The 99 Cents Store’s information system also helps the company make informed decisions. As one of the people in charge of the company’s IT infrastructure, Adams uses existing systems to measure and weigh risks. The outcomes of assessment allows the company to make crucial decisions, particularly when it comes to spending. For one, Adams used the company’s information system to measure the cost of purchasing software for the company’s database and warehouse system versus the cost of allowing its in-house team to develop the code for the software. Through a programming code, Adams was able to weigh the advantages of allowing the company’s in-house team to code the software. This situation alone proves that the 99 Cents Store’s information system allows the company to make valuable and informed decisions that affect company operations and practices. Growth amidst tight competition is another point of conflict that creates challenges for the 99 Cents Store.
Addressing the 99 Cents Store’s Recent Struggles
Based on the case, the 99 Cents Store has been experiencing some problems and issues that affect its operations. One of the main issues faced by the company is its receipt of wrong goods or products.
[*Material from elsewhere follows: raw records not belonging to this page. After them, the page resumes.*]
PR #1539, opened 2026-06-30
Tweaked double click values

Boondorl:
Currently the default time window for double tap binds is 250ms. While this is fine for the double tap execution, it means the single tap command on it must wait at least this long before it can also execute. To try and help alleviate this gap, I did some testing to find a better balance and landed on around 225ms. While this can go lower, it depends on the level of deliberateness we want to enforce as I found values lower than 200ms to be noticeably intense. As a reminder, an accessibility option is included to fine tune this manually, this is just to get the most "useful" default out of the box.

Also included are some tweaks to the menu ranges with the max being reduced reduced to a more reasonable 600ms (the original value before the rework was a bit over 500ms), though this can easily be changed back if desired. I found increments of 25ms instead of 50ms to give better control when adjusting via keyboard as 50ms can be too large at times.

There's likely ways this can be improved to more dynamically tell what a player wants to do, but seeing as 5.0 is the first time this feature is being exposed proper, that can wait until later. In general I'd like to expand input functionality to also allow things like hold binds and possibly bringing back the old hidden double tap system.

## Checklist

### DIFF
--- a/src/common/console/c_bind.cpp
+++ b/src/common/console/c_bind.cpp
@@ -136,7 +136,7 @@ const char *KeyNames[NUM_KEYS] =
 	"Guide",       "Pad_Misc",   "Pad_Touchpad",               //
 };
 
-CVAR(Int, cl_doubleclickthreshold, 250, CVAR_ARCHIVE | CVAR_GLOBALCONFIG)
+CVAR(Int, cl_doubleclickthreshold, 225, CVAR_ARCHIVE | CVAR_GLOBALCONFIG)
 
 FKeyBindings Bindings;
 FKeyBindings DoubleBindings;
--- a/wadsrc/static/menudef.txt
+++ b/wadsrc/static/menudef.txt
@@ -2934,10 +2934,10 @@ OptionMenu AccessibilityOptions protected
 	Tooltip "$ACCMNU_TOOLTIP_LIGHT_EXTRA"
 	Slider "$ACCMNU_LIGHT_RADIUS", "r_visibility", 0.0, 16.0, 1.0, 1
 	Tooltip "$ACCMNU_TOOLTIP_LIGHT_RADIUS"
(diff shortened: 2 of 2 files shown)


MajorCooke:
> In general I'd like to expand input functionality to also allow things like hold binds and possibly bringing back the old hidden double tap system.

Would that even include things like control, shift and alt? 

Also, thank you for making this.

Boondorl:
> Would that even include things like control, shift and alt?

Yes, things like that could be on the docket as well since I know there's a lot of use for key modifiers, though that'll likely require some special handling to differentiate a key modifier from someone just pressing shift to run lol. We have to be careful about what we allow since something like that could impact general play unlike this which only affects things that specifically have double tap binds.

This feature has actually existed for a really long time, it was just never properly documented or exposed in menudef. Dynam1k recently reworked it because we found the previous implementation to be pretty lackluster and not really useful for general modding appeal. It'll need further clean up later since this new one still isn't fully there imo, but is a good launching point.

RicardoLuis0:
> I found anything below 150ms to be extremely uncomfortable so have set that to the minimum

reaction times depend per person though, i'd leave the minimum as 100ms still

Boondorl:
While testing at 100ms I had to swap to using my right hand to mash fast enough and even then it was still inconsistent. Like, it might be possible, but I genuinely think it wouldn't be very reasonable to do it casually lol. 150ms is where I could still somewhat reasonably do it with my left (non-dominant) hand

RicardoLuis0:
> While testing at 100ms I had to swap to using my right hand to mash fast enough and even then it was still inconsistent. Like, it might be possible, but I genuinely think it wouldn't be very reasonable to do it casually lol. 150ms is where I could still somewhat reasonably do it with my left (non-dominant) hand

again, still depends on the person, and even on the keyboard (some gaming keyboards have mechanical switches optimized for minimal travel/etc), i see no reason to raise the minimum when it's something that the user themselves is meant to tweak to their liking

RicardoLuis0 (approved):

PR #1550, opened 2026-07-04
Fix mouse4 focus bug

### LINKED ISSUE #694: Hitting 'mouse 4' to close any in-game menu corrupts Windows focus
### UZDoom Version

UZDoom 4.14.3

### Game

All

### Operating System

Windows 11

### OS Version

Windows 11 10.0.22631 Build 22631

### Hardware

NVIDIA RTX 5070-Ti (driver version: 581.15 and 591.44)

### Duplicate Confirmation

### Bug Description

After replicating this bug, it's impossible to click anything on your desktop, but keyboard works.

When using a powershell script to figure out who/what holds the focus when clicking, it shows PID 0.

This bug persists even if you close the process and I can reproduce it with a 99% consistency.

Closing the game allows me to click on one window, but does not allow me to click on any other windows, nor does it let me click taskbar.

### Replication

- Open menu **while in a level**.
- Press **mouse 4** to close it.
- Option A: ALT+TAB: nothing on the desktop can be clicked on (including the taskbar)
- Option B: close the game: nothing can be clicked on besides one lucky window.

This problem persists until you use CTRL+ALT+DEL to open the "security options" and click with your mouse (you don't need to open task manager or anything, just clicking is fine).

This was reproduced on two different Windows 11 computers with different configurations and even two different source ports (fork of VkDoom).

**Using 'escape key' or the top left corner button, will not trigger this bug. It must be 'mouse 4'.**

### Configuration

```ini
defaults (but it seems to make no difference)
```

### Log

_No response_

heiko123abc:
## Checklist

Fixes #694.

The issues seems to reside with `RIDEV_CAPTUREMOUSE` in the grab function. According to https://stackoverflow.com/a/25398731 simply removing it and manually creating a rect to let the mouse focus to solves the issue. I have tested this with mouse 4 and the issue vanished.

### DIFF
--- a/src/common/platform/win32/i_mouse.cpp
+++ b/src/common/platform/win32/i_mouse.cpp
@@ -524,17 +524,25 @@ void FRawMouse::Grab()
 
 		rid.usUsagePage = HID_GENERIC_DESKTOP_PAGE;
 		rid.usUsage = HID_GDP_MOUSE;
-		rid.dwFlags = RIDEV_CAPTUREMOUSE | RIDEV_NOLEGACY;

When this happens, the company is left with no choice but to sell them to customers. To address this problem, the company purchased the HighJump software and incorporated it in the company’s database management system. To address this issue, the company needs to continuously expand its property and product offering.
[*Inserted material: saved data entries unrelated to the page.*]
PR #1551, opened 2026-07-04
Ignore missing SNDINFO defs from the internal pk3

Boondorl:
These are often defined in case an outside resource needs it, so don't report these. Also quiets warnings from a few other possible locations that exist outside of SNDINFO.

## Checklist

### DIFF
--- a/src/sound/s_advsound.cpp
+++ b/src/sound/s_advsound.cpp
@@ -407,11 +407,11 @@ DEFINE_ACTION_FUNCTION(DObject,S_GetLength)
 // lump. Otherwise, adds the new mapping by using S_AddSoundLump().
 //==========================================================================
 
-FSoundID S_AddSound (const char *logicalname, const char *lumpname, FScanner *sc)
+FSoundID S_AddSound (const char *logicalname, const char *lumpname, FScanner *sc, bool warnMissing)
 {
 	int lump = fileSystem.CheckNumForFullName (lumpname, true, ns_sounds);
 
-	if (developer >= DMSG_WARNING && lump <= -1)
+	if (warnMissing && developer >= DMSG_WARNING && lump <= -1)
 	{
 		if (sc)
 		{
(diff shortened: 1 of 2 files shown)


the-phinet:
Even though the warnings are expected here, I don't think we should just be hiding them. I would change internal missing (expected) definitions to print to `DMSG_SPAMMY`.

Looking at the cause of the re-print, it seems the [entire sound engine is flushed](https://github.com/UZDoom/UZDoom/blob/e3aca285b3c23831b8f592cb589c34b866499efc/src/g_game.cpp#L1179) when the console is opened from the main menu. This seems like an issue (or a hack at best) to me.

Boondorl:
To clarify, these are intentionally missing and I don't think there's a way around that; many of them are for dehacked resources. Essentially you're going to be guaranteed flooded with these messages in almost every instance and I think that arguably makes them less than useful and will simply make people turn it off entirely. The engine pk3 of a standalone game should realistically not be including these at all (see: Disdain putting all of it in its own separate ipk3) so this is really more of a UZDoom-ism than anything because it has to support these esoteric things that standalones won't.

the-phinet:
Understood. I still believe it should be logged in the extremely verbose mode.

```cpp
if (lump <= -1)
{
    DPrintf(warnMissing? DMSG_WARNING: DMSG_SPAMMY, PRINT_NONOTIFY,
        TEXTCOLOR_ORANGE "Player sound " TEXTCOLOR_WHITE "%s, %s" TEXTCOLOR_ORANGE " - Lump doesn't exist: " TEXTCOLOR_WHITE "%s\n",
        pclass, soundEngine->GetSoundName(refid), lumpname);
}
```

Boondorl:
I think the sound flushing every time the full console is opened might be a bit of a problem for this, mainly because it will make SPAMMY useless as it gets flooded with hundreds of messages every time it goes to it. Considering someone might be using this to track down some esoteric behaviors, I think we'll need to make a task to fix this first, then we can trivially switch it over.

the-phinet (approved):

Another problem the 99 Cents Store faces recently is the challenge of competing with online stores and the opportunities that exist in social media. Many online stores thrive because many people have become dependent on technology. In addition, online stores provide convenience for customers without the need for them to visit 99 Cents Stores physically. The challenge, therefore, is for 99 Cents Store to use its existing IT infrastructure to incorporate its business model online and tap into an existing market segment of online users. The 99 Cents Store must also adopt marketing strategies using social media to expand its market segments.
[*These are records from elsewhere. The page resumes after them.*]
PR #1566, opened 2026-07-07
update-subtrees.sh: provide simple linear commit history instead of merge commits

charlesthobe:
~This PR is meant to be merged via "Rebase and merge" option because it also fixes ZMusic subtree tracking~
Edit: Squash and merge for this PR is fine as long as the commit message, specially the bottom of it isn't touched.

With this change, now "Sync subtrees" PRs can be safely merged via "Rebase and merge" option, which preserves git subtree tracking, so the maintainer/s doesn't have to reset subtrees each time they want to open a PR to update them.

## Checklist

### DIFF
--- a/tools/update-subtrees.sh
+++ b/tools/update-subtrees.sh
@@ -7,8 +7,21 @@
 
 export GITROOT="$(git rev-parse --show-toplevel)"
 
-pull() {
-	name=${1}; shift; dest=${1}; shift; repo=${1}; shift; ref=${1}; shift
+if [[ "${1}" == "--allow-empty" ]]
+then
+	EMPTY_COMMIT_FLAG="--allow-empty"
+	shift
+fi
+if [[ "${1}" == "add" || "${1}" == "pull" ]]
+then
+	operation="${1}"
+	shift
+else
+	operation="pull"
+fi
+
+subtree_action() {
+	name="${1}"; shift; dest="${1}"; shift; repo="${1}"; shift; ref="${1}"; shift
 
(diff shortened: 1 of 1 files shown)


the-phinet (approved):
Looking at this, I'm a little weary about a couple things that I'll note below. But I'm still going to merge this for 2 reasons: The only people running this script are maintainers, and I hope they know the risks and are able to troubleshoot; and that there is a plan to eventually replace the subtrees with something less awful.

Things Marcus is worried about:
- This requires bash 5.1, which is really new. I know there are still folks who contribute running ancient Debian boxes.
- I don't know how this will fair run from a mac or a windows box.
- The HEAD^2 assumption feels like it might be naive, mixed with the history re-writing, I'm not confident that this will work in all configurations

charlesthobe:
1- I didn't realize it needed a newer bash version, I'm gonna make an ubuntu 22.04 chroot via debootstrap and test in it, and change any new syntax to work on older bash.

2- I think as long as it uses bash it will run, I might change the shebang to #!/bin/env so if there was a newer bash version installed somewhere else on the system it will be used instead.

3- HEAD^2 points to the second parent of the commit, which is always the commit with the message that contains all the changes when you use `git subtree` with `--squish` flag

charlesthobe:
or it could be merged right away lol

the-phinet:
Ehh, I'm not that worried about it (and I need to push some changes to the subtrees)

Annoyingly, github decided to drop the empty commit when merging this. I had no control to prevent that. The history should get corrected anyways the next time the script is used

The foregoing discussion illustrates the overall analysis of the 99 Cents Store, a chain of retail outlets that offer goods or products at a considerably low cost that competes with other brands or companies with a similar business model. Based on the analysis of the 99 Cents Store internal and external environment, as well as the position of the company compared to other companies with the same business model, the outlook for the company remains positive. Only a few threats exist for the 99 Cents Store. On the contrary, the market remains appealing for the company due to the far-reaching effects of the global economic recession. Moreover, many people, including brand suppliers, want the best deals and value for their money. Furthermore, the 99 Cents Store also has existing capabilities such as a solid supply chain, particularly relationship with brand names, cost leadership, and a robust IT infrastructure that would allow it to gain competitive advantage over other companies.